*Requirement*
In the entries that follow, the line with "(diff shortened: 1 of 1 files shown)" opens the range and the line with "Thank you @filzrev" closes it; repeat that range exactly, both lines included.

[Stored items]

****

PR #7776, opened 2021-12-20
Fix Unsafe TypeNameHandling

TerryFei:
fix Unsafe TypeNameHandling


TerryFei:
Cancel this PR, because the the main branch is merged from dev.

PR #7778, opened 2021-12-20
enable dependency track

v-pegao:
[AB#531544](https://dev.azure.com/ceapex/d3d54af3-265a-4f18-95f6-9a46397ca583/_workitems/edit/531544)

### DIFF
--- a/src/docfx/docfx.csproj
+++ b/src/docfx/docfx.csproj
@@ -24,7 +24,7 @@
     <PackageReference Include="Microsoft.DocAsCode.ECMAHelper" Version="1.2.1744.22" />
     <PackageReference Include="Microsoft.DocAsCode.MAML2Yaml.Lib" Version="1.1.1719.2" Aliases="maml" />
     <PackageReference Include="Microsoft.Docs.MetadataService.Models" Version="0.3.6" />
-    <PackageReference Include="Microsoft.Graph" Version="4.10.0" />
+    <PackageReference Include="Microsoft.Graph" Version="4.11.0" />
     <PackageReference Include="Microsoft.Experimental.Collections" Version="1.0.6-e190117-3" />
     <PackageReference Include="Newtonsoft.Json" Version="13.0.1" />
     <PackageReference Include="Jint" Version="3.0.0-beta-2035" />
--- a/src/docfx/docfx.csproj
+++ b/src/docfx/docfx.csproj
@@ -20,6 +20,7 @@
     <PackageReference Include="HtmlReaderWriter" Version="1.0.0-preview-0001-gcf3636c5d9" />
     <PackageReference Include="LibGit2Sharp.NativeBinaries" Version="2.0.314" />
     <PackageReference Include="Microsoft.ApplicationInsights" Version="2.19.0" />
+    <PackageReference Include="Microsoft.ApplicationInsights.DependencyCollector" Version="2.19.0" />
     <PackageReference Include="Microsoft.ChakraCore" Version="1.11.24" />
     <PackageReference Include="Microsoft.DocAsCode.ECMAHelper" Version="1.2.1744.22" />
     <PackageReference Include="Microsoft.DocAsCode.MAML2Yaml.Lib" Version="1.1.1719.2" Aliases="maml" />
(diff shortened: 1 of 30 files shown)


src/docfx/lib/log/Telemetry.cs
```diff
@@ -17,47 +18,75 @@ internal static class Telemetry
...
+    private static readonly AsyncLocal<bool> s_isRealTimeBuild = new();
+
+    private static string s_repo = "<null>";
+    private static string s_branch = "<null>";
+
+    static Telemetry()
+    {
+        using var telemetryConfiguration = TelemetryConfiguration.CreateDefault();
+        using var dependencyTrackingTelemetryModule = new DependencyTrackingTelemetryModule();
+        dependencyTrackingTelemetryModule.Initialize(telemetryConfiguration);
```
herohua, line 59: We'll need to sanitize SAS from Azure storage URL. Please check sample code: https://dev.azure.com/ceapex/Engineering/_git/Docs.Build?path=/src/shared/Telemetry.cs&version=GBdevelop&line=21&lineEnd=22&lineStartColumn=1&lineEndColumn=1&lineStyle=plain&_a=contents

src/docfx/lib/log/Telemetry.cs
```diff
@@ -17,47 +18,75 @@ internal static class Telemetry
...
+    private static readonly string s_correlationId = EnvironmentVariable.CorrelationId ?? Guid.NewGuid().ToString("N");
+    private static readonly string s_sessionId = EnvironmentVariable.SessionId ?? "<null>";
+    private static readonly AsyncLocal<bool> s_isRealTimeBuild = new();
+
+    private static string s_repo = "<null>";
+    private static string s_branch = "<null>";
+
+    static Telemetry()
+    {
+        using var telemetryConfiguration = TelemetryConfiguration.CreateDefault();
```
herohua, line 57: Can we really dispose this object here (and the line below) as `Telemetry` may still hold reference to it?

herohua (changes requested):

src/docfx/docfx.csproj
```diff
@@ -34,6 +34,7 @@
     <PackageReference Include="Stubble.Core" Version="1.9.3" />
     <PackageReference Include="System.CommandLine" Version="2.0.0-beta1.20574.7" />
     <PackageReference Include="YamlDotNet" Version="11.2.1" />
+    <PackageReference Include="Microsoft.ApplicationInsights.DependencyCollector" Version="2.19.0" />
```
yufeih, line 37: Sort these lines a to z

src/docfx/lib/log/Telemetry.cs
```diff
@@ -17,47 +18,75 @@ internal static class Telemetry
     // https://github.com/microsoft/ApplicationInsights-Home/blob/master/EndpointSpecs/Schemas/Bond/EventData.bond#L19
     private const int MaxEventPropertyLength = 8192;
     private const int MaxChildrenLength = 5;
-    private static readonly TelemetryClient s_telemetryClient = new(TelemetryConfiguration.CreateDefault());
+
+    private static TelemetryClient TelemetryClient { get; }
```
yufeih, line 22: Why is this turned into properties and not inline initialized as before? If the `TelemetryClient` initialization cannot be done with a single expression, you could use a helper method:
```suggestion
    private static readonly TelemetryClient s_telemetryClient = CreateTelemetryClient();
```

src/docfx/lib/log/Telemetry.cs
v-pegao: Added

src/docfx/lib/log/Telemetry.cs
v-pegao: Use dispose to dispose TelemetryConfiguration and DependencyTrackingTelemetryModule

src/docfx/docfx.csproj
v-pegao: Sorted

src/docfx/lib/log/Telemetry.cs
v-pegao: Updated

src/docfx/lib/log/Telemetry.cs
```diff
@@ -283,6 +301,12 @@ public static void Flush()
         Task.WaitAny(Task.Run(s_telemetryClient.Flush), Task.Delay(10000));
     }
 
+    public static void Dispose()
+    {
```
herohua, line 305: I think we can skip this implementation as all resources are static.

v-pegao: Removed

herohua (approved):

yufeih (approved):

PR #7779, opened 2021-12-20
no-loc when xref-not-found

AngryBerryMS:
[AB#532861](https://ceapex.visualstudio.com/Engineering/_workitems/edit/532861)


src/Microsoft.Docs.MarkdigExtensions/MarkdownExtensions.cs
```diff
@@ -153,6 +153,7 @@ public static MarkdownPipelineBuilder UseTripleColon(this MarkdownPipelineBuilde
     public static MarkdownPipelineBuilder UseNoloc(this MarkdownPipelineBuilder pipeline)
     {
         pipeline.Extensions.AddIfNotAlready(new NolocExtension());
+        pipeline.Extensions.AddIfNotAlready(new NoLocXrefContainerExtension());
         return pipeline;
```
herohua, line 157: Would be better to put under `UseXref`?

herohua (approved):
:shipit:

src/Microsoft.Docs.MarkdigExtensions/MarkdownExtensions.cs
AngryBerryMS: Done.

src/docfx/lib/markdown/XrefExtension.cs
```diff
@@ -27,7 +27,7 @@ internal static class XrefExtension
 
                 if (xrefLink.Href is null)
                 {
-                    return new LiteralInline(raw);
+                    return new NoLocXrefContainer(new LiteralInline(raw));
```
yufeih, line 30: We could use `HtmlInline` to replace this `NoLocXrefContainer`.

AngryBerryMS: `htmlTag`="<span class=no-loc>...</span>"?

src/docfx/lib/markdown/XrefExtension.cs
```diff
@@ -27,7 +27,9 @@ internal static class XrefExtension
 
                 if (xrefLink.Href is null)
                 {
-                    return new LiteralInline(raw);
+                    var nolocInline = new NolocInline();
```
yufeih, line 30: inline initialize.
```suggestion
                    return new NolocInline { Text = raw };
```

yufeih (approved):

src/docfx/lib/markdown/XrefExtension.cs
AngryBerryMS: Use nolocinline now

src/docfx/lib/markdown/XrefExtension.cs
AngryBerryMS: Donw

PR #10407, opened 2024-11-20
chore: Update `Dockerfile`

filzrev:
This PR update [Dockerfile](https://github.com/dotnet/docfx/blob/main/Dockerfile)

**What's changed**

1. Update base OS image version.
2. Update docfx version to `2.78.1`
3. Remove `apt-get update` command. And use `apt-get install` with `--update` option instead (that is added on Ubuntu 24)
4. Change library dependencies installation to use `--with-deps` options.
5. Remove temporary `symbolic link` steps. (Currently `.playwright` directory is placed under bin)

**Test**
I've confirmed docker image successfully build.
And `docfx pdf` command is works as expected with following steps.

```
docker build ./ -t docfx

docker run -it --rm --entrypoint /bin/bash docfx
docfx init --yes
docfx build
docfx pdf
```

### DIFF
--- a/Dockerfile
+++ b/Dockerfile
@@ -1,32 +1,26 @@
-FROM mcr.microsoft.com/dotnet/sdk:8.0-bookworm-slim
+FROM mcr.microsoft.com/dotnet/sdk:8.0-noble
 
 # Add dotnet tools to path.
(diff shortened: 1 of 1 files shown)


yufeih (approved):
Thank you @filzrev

****

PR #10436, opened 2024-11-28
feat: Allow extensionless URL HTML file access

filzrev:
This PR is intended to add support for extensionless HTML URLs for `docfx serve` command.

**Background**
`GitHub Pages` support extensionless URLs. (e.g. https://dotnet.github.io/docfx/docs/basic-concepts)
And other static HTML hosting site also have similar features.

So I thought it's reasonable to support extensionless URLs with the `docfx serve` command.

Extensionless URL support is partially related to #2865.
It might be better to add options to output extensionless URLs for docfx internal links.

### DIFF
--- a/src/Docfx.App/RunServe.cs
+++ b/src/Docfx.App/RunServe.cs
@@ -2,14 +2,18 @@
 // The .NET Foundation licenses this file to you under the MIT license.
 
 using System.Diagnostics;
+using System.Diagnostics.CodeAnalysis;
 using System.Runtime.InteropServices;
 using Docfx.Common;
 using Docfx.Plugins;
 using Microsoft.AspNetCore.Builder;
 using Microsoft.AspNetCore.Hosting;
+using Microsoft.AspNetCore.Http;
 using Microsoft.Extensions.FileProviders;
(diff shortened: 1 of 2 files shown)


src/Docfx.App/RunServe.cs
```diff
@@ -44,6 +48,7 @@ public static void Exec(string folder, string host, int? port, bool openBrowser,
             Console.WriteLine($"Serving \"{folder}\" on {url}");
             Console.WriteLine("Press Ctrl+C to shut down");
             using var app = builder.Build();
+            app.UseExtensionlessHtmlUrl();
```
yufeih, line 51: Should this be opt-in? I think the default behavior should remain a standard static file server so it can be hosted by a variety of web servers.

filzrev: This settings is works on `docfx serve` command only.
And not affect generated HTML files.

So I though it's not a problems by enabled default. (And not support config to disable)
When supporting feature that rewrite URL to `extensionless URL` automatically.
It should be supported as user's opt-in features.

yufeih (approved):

****

*Written solution*
(diff shortened: 1 of 1 files shown)


yufeih (approved):
Thank you @filzrev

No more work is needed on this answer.